DIRECTIONS FOR THIS TASK: Could you copy every line of the data that contains the word "metadata"?

DATA PROVIDED Block Start

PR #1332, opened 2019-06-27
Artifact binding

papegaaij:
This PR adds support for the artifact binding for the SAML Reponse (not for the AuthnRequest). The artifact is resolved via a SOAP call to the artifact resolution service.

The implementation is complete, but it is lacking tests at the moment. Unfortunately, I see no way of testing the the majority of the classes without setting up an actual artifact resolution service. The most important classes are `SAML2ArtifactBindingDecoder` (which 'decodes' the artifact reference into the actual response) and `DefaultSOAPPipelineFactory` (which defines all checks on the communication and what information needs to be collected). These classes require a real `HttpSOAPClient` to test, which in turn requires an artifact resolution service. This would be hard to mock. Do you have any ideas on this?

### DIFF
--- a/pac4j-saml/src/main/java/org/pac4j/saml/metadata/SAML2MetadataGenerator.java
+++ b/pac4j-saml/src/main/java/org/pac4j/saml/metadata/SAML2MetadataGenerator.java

DATA PROVIDED Block End
DATA PROVIDED Block Start

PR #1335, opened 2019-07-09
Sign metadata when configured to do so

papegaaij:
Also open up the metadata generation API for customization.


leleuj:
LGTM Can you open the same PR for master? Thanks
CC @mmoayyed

DATA PROVIDED Block End

SOLUTION FOR THIS TASK:
--- a/pac4j-saml/src/main/java/org/pac4j/saml/metadata/SAML2MetadataGenerator.java
+++ b/pac4j-saml/src/main/java/org/pac4j/saml/metadata/SAML2MetadataGenerator.java
Sign metadata when configured to do so
Also open up the metadata generation API for customization.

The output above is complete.